Beginning with the first entry, print all the records exactly.

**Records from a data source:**
● ● ● ● ● ● ●

PR #804, opened 2023-02-08
fix: (SC-27545) Close right pane on unmount page

pgamboa07:
[SC-27545](https://app.shortcut.com/homebound-team/story/27545/task-super-drawer-not-closing-when-moving-across-projects-developments)

### DIFF
--- a/src/components/Layout/RightPaneLayout/RightPaneLayout.tsx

● ● ● ● ● ● ●

**SOLUTION BELOW:**
PR #804, opened 2023-02-08
fix: (SC-27545) Close right pane on unmount page

pgamboa07:
[SC-27545](https://app.shortcut.com/homebound-team/story/27545/task-super-drawer-not-closing-when-moving-across-projects-developments)

### DIFF
--- a/src/components/Layout/RightPaneLayout/RightPaneLayout.tsx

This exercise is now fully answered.